----- EXERCISE DATA

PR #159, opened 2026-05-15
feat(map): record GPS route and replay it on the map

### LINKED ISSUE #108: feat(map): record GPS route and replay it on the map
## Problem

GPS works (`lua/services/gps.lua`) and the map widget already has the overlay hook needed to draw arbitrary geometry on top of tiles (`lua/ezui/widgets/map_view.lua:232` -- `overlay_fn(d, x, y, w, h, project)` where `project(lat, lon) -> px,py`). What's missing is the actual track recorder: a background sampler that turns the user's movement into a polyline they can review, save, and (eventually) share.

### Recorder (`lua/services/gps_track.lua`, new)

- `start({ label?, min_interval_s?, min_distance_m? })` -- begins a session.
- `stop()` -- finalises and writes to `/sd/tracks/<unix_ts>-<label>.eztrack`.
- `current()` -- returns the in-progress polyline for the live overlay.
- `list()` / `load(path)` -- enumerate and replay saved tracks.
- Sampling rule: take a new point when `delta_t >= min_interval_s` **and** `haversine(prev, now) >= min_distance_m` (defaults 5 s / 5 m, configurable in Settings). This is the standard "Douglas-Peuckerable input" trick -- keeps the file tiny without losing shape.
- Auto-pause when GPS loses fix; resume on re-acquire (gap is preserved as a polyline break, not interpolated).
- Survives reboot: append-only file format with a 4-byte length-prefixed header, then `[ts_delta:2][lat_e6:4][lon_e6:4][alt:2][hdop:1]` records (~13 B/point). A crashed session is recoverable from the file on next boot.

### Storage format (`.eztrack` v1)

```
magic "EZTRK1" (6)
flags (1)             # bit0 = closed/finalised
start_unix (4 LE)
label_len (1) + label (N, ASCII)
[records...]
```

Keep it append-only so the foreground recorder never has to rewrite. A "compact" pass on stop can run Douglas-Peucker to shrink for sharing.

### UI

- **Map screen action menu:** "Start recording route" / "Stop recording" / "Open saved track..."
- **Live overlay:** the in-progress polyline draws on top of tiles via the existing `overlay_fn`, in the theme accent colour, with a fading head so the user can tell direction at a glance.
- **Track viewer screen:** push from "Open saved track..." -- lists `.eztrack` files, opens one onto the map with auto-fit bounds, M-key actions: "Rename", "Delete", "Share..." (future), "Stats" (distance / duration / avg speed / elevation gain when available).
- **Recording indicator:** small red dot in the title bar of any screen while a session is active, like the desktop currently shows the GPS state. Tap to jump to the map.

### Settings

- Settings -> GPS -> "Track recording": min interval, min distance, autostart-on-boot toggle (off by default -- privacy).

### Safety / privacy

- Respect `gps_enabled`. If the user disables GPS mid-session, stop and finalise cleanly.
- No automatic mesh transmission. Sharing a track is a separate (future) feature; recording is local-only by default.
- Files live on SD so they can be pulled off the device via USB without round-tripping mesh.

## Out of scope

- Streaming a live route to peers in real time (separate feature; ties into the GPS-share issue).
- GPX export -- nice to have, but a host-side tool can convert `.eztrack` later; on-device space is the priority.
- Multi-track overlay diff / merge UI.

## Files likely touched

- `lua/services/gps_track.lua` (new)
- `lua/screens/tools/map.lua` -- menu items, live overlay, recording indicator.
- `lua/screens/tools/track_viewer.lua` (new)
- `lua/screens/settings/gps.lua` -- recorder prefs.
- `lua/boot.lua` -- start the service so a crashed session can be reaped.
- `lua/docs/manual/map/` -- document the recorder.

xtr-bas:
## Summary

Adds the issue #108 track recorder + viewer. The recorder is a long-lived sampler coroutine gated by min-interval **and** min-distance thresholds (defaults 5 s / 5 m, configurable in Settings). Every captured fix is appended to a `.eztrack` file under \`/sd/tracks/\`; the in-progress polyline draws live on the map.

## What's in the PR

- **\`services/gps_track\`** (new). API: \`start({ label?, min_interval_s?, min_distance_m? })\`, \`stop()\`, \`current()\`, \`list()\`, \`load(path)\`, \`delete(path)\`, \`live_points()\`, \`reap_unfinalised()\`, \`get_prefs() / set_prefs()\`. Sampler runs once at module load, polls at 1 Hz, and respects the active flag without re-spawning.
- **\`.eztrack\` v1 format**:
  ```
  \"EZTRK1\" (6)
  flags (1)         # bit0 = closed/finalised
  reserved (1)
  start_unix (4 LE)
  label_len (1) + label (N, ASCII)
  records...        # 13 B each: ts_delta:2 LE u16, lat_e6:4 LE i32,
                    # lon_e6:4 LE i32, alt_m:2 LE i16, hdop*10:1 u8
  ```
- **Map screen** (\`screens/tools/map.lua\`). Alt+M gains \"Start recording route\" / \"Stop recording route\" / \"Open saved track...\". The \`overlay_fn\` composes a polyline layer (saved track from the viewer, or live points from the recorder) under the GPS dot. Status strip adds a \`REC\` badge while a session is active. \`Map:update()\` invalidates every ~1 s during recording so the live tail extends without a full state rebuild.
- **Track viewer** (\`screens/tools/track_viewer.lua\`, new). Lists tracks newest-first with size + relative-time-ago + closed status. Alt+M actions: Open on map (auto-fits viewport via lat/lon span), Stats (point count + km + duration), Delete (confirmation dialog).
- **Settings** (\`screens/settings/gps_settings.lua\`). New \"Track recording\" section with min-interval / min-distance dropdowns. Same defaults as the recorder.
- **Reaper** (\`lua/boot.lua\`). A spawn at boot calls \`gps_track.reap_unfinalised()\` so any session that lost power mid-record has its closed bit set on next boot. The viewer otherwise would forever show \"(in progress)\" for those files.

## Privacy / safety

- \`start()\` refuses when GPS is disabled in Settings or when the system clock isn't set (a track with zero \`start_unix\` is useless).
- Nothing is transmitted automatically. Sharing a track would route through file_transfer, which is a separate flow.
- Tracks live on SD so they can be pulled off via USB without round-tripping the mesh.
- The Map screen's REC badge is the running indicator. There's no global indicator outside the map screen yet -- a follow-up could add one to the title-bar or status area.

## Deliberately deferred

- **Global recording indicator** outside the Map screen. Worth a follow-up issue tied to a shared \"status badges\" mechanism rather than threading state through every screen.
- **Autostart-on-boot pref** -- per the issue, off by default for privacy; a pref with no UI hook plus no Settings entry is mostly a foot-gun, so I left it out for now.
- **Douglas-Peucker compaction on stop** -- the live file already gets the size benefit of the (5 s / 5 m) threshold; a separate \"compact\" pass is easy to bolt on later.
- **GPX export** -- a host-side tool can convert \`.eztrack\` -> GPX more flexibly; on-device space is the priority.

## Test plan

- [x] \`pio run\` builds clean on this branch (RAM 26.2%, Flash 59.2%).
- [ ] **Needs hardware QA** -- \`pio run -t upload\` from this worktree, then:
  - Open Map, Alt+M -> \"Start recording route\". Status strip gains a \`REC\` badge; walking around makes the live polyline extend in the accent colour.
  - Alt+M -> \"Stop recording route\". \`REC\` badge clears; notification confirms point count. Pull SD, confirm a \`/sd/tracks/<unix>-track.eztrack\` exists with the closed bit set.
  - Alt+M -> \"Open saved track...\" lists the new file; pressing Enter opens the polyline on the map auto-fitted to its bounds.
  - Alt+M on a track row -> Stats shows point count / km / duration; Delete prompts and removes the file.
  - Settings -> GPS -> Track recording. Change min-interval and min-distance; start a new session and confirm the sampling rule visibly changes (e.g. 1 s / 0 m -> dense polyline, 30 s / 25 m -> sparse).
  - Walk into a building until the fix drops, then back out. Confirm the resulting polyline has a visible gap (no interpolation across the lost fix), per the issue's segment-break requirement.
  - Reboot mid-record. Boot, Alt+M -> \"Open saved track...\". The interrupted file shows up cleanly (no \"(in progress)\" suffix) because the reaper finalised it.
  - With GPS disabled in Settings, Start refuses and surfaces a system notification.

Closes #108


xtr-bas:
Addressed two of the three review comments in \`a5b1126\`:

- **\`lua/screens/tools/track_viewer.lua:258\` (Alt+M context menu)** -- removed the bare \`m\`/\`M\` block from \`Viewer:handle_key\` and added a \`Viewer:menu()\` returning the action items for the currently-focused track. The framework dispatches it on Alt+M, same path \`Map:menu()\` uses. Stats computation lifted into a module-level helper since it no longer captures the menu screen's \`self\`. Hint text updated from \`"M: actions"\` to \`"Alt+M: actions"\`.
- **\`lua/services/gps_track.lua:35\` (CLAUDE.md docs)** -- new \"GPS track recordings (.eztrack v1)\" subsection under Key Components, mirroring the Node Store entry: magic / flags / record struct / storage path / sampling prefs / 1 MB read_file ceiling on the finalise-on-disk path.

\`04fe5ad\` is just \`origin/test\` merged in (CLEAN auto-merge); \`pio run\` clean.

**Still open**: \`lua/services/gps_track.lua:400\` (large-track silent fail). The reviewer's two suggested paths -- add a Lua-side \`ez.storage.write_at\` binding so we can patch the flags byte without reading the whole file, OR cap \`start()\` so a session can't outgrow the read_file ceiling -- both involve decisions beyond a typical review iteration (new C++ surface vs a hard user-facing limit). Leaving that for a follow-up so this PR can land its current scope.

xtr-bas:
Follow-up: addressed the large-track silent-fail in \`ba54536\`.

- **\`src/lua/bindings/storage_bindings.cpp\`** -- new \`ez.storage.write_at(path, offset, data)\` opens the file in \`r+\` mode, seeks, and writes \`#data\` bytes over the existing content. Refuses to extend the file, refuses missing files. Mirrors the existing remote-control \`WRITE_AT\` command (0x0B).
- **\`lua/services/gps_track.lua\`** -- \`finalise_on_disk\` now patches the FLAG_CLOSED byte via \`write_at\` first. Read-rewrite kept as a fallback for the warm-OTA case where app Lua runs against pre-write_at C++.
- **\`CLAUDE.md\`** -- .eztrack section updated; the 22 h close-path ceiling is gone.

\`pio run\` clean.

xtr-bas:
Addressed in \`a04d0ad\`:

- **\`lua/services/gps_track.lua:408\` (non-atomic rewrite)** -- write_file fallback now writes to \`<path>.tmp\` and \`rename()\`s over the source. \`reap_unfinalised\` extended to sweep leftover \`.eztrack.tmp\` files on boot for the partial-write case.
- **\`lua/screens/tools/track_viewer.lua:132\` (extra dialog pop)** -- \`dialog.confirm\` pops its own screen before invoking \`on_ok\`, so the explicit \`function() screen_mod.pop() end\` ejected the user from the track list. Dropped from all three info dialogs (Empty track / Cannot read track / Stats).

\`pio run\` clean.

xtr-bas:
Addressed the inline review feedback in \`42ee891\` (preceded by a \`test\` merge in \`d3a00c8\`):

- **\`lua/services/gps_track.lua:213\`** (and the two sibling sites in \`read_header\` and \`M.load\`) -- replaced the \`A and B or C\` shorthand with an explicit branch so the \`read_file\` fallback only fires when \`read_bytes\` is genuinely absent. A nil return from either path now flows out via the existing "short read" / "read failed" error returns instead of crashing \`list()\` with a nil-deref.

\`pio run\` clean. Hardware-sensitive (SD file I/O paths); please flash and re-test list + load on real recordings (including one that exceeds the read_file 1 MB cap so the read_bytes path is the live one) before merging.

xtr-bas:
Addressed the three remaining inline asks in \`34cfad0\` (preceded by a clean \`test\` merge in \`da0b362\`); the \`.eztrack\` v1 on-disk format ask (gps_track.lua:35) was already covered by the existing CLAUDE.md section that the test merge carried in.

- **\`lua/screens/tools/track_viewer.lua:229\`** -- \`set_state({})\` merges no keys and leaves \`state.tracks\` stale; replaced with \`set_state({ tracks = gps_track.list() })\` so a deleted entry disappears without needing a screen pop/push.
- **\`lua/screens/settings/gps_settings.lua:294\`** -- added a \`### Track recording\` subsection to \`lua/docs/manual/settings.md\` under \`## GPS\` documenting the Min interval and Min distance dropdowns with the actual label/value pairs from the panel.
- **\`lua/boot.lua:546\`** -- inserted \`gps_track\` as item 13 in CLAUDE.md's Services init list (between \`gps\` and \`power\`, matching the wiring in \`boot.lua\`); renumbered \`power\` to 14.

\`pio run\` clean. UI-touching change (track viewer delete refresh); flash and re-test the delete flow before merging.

----------
----- EXERCISE DATA

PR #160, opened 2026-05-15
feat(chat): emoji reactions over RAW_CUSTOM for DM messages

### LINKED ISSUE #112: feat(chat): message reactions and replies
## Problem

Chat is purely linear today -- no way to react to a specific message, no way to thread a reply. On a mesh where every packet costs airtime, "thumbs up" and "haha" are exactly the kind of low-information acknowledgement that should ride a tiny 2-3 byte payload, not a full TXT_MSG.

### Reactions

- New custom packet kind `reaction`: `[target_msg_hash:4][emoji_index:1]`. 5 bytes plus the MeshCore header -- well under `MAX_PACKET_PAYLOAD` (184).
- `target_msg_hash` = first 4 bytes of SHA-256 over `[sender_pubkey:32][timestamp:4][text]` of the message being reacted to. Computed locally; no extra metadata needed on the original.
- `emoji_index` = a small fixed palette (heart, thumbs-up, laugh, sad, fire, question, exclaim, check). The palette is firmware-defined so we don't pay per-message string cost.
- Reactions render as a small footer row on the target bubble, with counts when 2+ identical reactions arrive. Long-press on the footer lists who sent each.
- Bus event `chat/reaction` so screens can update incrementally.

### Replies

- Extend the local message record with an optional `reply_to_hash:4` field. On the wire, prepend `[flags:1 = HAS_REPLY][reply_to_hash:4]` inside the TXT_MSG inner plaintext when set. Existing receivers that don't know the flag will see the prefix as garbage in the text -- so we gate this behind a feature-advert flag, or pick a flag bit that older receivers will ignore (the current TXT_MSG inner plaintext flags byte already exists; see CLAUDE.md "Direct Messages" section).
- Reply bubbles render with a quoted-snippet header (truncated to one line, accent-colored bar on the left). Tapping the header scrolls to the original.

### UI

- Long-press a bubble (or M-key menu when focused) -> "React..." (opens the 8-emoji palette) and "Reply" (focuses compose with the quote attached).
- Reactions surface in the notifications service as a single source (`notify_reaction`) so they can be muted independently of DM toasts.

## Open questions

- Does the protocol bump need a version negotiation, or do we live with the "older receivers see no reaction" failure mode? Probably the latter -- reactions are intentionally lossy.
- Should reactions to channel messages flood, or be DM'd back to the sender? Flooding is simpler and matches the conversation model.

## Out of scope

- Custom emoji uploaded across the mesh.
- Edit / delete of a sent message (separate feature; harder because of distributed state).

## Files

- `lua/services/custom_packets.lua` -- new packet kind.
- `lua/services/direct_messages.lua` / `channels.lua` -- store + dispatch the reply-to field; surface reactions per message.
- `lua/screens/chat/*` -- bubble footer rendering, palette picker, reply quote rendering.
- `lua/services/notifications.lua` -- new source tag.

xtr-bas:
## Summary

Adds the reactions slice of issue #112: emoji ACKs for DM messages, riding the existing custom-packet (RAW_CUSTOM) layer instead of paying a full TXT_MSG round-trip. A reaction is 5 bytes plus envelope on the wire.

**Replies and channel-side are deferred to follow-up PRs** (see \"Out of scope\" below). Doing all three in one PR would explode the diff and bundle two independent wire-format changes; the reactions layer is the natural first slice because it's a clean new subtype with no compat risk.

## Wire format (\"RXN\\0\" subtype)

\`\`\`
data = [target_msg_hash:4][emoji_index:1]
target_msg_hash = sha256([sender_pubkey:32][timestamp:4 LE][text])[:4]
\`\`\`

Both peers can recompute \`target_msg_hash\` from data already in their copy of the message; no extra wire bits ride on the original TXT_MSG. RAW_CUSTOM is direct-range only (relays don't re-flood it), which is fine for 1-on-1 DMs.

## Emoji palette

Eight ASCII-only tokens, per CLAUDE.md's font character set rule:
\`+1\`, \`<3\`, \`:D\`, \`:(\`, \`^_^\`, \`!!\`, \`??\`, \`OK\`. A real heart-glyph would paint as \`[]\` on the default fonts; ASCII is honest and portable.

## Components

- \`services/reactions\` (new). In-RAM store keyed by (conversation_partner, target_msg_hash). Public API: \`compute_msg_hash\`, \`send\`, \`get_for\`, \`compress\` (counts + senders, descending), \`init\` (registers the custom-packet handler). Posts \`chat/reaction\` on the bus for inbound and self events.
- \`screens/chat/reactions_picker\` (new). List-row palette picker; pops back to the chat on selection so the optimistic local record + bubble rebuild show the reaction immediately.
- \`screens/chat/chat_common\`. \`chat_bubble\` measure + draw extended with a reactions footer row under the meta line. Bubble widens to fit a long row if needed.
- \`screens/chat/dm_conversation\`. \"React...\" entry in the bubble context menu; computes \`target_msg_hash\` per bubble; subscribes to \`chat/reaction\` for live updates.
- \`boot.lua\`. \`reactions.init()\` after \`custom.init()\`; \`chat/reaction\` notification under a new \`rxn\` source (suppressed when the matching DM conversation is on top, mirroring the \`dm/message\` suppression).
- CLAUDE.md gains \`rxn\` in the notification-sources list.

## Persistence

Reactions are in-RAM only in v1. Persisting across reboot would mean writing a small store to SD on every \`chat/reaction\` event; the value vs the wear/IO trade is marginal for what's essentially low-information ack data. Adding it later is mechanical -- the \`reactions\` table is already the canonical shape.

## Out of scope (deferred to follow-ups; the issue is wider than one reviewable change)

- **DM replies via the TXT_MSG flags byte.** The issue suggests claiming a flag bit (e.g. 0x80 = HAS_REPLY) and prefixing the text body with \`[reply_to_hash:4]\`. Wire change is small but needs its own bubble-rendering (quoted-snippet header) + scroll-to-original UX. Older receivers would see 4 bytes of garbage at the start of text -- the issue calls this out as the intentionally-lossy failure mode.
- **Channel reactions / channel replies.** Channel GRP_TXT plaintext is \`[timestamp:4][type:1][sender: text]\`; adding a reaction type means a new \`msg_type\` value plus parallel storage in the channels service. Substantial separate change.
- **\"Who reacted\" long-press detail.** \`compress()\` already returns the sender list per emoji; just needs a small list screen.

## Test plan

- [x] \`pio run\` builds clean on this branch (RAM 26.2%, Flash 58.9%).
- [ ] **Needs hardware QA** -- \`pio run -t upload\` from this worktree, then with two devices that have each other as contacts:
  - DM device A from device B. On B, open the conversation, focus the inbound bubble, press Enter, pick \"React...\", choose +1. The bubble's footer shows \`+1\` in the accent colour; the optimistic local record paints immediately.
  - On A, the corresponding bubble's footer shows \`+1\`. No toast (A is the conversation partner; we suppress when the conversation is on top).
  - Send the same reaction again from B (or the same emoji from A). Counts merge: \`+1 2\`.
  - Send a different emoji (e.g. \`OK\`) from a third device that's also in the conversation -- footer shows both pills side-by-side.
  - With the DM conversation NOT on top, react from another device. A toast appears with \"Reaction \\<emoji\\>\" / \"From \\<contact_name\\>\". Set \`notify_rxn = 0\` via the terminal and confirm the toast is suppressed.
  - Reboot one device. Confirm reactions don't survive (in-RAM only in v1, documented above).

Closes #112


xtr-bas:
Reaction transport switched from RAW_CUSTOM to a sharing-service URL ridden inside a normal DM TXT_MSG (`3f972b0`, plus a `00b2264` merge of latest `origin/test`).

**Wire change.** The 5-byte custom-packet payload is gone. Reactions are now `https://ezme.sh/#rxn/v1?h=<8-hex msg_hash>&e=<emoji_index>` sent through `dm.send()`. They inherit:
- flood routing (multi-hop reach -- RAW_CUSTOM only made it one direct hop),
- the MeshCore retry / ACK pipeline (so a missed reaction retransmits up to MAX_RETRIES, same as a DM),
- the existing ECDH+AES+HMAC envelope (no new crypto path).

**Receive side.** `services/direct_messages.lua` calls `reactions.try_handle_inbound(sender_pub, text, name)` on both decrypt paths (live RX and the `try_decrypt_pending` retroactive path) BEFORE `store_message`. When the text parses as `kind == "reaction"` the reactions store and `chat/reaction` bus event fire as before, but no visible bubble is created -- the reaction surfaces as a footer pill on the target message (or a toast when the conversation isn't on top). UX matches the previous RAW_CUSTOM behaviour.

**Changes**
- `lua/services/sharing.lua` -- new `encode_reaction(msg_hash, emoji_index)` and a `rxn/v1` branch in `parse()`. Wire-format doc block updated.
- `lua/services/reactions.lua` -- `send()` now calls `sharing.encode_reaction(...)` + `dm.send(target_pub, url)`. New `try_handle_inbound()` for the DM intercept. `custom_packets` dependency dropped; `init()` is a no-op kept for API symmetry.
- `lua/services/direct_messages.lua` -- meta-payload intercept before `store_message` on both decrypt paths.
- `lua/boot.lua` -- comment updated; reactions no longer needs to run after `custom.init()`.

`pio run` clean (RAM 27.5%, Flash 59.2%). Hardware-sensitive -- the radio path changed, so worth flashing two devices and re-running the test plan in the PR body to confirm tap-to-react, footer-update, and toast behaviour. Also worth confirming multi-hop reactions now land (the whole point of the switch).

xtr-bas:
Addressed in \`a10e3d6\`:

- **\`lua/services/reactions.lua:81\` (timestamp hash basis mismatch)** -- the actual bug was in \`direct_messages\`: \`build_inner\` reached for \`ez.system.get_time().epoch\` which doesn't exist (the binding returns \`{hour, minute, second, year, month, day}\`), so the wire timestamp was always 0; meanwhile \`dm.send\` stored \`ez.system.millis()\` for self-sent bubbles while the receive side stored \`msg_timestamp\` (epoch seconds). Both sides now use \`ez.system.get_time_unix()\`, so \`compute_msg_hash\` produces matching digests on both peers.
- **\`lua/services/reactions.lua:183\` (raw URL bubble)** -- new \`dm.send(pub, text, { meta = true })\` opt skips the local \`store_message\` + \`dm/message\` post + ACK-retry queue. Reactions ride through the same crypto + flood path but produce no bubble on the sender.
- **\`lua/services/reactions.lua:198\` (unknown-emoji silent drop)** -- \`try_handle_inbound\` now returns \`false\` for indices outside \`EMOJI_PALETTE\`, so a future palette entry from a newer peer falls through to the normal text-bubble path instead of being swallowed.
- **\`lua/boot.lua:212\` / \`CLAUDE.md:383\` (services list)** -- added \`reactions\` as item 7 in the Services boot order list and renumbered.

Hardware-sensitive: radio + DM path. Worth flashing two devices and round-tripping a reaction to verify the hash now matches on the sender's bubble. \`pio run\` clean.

----------

- AIM OF THE TASK -
Above are the records; repeat exactly the lines from the one holding "for live updates." down to the one holding "## Out of scope (deferred", end lines included.

- EXERCISE RESULT -
- \`screens/chat/dm_conversation\`. \"React...\" entry in the bubble context menu; computes \`target_msg_hash\` per bubble; subscribes to \`chat/reaction\` for live updates.
- \`boot.lua\`. \`reactions.init()\` after \`custom.init()\`; \`chat/reaction\` notification under a new \`rxn\` source (suppressed when the matching DM conversation is on top, mirroring the \`dm/message\` suppression).
- CLAUDE.md gains \`rxn\` in the notification-sources list.

## Persistence

Reactions are in-RAM only in v1. Persisting across reboot would mean writing a small store to SD on every \`chat/reaction\` event; the value vs the wear/IO trade is marginal for what's essentially low-information ack data. Adding it later is mechanical -- the \`reactions\` table is already the canonical shape.

## Out of scope (deferred to follow-ups; the issue is wider than one reviewable change)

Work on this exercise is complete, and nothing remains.